### Activity
Counting the line with "-300,7 +300,7 @@ namespace experimental" as the last one, copy out the lines of the data exactly from the first onward.

(Saved data entries)

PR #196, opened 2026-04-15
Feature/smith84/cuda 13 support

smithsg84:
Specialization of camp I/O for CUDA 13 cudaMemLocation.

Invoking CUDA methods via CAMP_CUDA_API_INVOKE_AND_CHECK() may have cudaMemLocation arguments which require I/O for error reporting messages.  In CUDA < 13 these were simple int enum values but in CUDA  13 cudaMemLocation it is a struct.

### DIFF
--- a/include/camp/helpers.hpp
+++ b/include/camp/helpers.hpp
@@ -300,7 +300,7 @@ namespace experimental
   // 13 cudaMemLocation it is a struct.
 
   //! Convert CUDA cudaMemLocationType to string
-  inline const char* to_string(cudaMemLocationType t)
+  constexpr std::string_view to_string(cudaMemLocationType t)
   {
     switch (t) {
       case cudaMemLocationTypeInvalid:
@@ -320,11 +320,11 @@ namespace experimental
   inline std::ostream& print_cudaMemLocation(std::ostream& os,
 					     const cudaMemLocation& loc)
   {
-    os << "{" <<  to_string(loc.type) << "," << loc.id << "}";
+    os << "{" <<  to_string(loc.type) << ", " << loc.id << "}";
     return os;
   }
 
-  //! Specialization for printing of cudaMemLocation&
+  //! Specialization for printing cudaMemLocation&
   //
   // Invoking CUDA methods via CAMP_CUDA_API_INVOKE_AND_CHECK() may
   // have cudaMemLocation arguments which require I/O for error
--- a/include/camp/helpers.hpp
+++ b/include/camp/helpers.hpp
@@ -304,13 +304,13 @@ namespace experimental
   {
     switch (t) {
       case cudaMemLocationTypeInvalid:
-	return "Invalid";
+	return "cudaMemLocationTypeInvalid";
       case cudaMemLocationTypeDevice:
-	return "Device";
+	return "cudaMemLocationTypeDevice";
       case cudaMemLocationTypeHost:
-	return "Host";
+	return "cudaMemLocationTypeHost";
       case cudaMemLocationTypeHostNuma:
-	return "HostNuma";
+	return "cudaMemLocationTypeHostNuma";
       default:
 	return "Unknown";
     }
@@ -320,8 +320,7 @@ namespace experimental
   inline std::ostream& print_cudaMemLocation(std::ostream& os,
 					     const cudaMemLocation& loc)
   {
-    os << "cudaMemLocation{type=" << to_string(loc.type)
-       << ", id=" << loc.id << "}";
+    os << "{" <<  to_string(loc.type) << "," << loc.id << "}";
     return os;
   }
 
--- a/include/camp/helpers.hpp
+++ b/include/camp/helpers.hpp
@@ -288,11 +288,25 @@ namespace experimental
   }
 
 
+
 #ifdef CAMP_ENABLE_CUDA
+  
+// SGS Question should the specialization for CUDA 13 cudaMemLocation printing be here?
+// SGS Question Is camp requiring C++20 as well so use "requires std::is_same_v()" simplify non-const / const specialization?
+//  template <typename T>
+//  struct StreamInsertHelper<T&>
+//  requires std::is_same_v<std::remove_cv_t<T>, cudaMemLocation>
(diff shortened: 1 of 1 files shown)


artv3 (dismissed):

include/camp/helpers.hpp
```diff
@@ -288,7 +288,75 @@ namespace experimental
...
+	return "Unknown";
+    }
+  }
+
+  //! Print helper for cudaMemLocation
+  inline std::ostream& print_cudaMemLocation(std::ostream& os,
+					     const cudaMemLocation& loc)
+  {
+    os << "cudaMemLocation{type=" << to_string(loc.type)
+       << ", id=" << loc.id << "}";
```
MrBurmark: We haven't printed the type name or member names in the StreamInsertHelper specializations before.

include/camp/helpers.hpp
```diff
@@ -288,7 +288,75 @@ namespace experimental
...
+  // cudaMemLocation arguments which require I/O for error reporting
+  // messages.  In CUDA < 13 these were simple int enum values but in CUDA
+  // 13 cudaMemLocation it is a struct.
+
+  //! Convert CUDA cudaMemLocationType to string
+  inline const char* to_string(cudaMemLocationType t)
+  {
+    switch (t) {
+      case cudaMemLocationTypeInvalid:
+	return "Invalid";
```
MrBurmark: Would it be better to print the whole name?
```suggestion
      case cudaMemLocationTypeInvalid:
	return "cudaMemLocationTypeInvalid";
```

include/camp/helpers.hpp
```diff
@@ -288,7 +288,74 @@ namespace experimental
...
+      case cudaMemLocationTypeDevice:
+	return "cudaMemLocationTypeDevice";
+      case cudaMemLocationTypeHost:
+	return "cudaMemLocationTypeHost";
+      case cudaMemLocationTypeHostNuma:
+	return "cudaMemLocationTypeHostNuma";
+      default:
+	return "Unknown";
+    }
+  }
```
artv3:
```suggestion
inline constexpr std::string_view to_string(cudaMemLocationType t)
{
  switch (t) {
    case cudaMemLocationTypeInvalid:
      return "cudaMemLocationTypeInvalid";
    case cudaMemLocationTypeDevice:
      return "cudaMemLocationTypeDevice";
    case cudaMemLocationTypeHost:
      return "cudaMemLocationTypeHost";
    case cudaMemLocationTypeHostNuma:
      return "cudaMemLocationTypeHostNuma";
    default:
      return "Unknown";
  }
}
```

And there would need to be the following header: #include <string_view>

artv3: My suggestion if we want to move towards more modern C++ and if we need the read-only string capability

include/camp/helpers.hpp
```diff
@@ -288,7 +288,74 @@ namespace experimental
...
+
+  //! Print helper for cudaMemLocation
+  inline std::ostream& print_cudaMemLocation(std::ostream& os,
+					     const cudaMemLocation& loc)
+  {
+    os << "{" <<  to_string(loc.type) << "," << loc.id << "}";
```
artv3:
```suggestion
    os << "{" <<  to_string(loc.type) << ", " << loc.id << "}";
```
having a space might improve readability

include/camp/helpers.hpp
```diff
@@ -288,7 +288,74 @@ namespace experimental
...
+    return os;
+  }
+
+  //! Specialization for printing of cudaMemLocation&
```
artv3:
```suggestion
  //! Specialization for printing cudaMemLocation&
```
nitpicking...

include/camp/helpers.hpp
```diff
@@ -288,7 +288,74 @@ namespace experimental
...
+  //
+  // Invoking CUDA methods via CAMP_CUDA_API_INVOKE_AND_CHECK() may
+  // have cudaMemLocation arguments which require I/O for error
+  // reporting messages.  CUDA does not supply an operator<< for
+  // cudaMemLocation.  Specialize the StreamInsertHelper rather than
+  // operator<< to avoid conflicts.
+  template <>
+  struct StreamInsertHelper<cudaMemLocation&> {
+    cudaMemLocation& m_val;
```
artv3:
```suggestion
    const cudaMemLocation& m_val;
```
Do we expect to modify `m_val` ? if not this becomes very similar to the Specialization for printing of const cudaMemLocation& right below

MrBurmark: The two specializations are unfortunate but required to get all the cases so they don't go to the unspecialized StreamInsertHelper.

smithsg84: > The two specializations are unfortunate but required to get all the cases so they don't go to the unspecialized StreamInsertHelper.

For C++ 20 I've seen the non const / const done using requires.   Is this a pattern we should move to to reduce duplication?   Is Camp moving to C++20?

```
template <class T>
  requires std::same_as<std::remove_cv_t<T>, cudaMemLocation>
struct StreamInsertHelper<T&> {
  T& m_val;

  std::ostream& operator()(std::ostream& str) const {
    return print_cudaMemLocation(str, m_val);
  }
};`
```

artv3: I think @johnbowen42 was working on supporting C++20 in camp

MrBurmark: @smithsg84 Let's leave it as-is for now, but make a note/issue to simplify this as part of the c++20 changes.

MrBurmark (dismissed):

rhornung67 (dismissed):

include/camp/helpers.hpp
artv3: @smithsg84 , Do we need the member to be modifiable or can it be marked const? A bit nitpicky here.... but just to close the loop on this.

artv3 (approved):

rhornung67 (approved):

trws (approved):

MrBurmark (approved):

### Response to the exercise
PR #196, opened 2026-04-15
Feature/smith84/cuda 13 support

smithsg84:
Specialization of camp I/O for CUDA 13 cudaMemLocation.

Invoking CUDA methods via CAMP_CUDA_API_INVOKE_AND_CHECK() may have cudaMemLocation arguments which require I/O for error reporting messages.  In CUDA < 13 these were simple int enum values but in CUDA  13 cudaMemLocation it is a struct.

### DIFF
--- a/include/camp/helpers.hpp
+++ b/include/camp/helpers.hpp
@@ -300,7 +300,7 @@ namespace experimental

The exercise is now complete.